Bruce Gemmill’s (“Waiting to reclaim my land”, Zimbabwe Independent, February 24), description of the lands he used to farm as silent, empty and resembling a graveyard can be applied to almost all the land that used to produce Zimbabwe’s food surpluses.
The various efforts that have been made to persuade Zimbabweans in particular, and the world in general, that our land reform has been a resounding success have sounded more absurd with each passing year.
Of course, the definition of the word “success” can be carefully altered to fit in with the ruling party’s claim that ownership of the land has been restored to indigenous Zimbabweans and that is the “success” that was wanted, but even that claim is stretching credulity. What value is such ownership when even the farmers who have been resettled on the land can be evicted on the whim of a party heavyweight?
As Gemmill points out in his excellent article, what matters most is production, and apart from modest crops for the growers’ own consumption, that is not happening. Much higher levels of commitment and experience are needed to produce large-scale crops for competitive markets, but these will never be forthcoming from people who have no security of tenure and therefore no confidence that only they will reap what they have sown.

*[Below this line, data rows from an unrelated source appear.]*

PR #2417, opened 2021-08-18
Update bridge docs

butonic:
I ran out of time updating the bridge docs. The config parsing inconsistencies made writing a consistent guide extremely timeconsuming.

@C0rby sorry for leaving this in such a messy state. I still consider writing down the incremental steps crucial to explain what is going on. Otherwise, the page will just show a huge config setting desert.

- [x] default to `dc=ocis,dc=test`
- [ ] do not autocreate home when validating the gateway + authprovider + userprovider step
- [ ] all the other steps ... maybe use basic auth first? set up storageproviders, can be tested with curl. Only then openid connect?


glauth/pkg/command/server.go
```diff
@@ -62,11 +68,11 @@ func Server(cfg *config.Config) *cli.Command {
 
 				lcfg := glauthcfg.LDAP{
 					Enabled: cfg.Ldap.Enabled,
-					Listen:  cfg.Ldap.Address,
+					Listen:  cfg.Ldap.Addr,
```
dragotin, line 71: I am not getting the rational behind this change. It just makes stuff less readable (yeah, I know the golang mantra... ;-) and blows up this PR...

butonic: The http package from the stdlib uses `.Addr`  and I got confused because in all other places we use `Addr` as well: https://github.com/owncloud/ocis/search?l=Go&q=Addr

butonic:
@C0rby @dragotin can we merge this before it bitrots again?

refs:
@butonic just rebased. Merging when CI is green.

refs (approved):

Apart from property rights, other components of the system that used to work for commercial farmers, and therefore for the country, were the market for land, which permitted a market price and collateral value to be established, and the transferability of ownership rights through the market. These attributes permitted the land to be used as security for bank loans, while the security of tenure the owners believed they had permitted long-term planning.
These, in turn, supported the investment process that allowed the farmers to turn land into productive and sustainable farms.
By comparison, today’s farmers are seriously disabled. Far from empowering them by giving them free land, the policy-makers have disempowered them by taking away every one of the components of a well-proven system that delivered excellent results.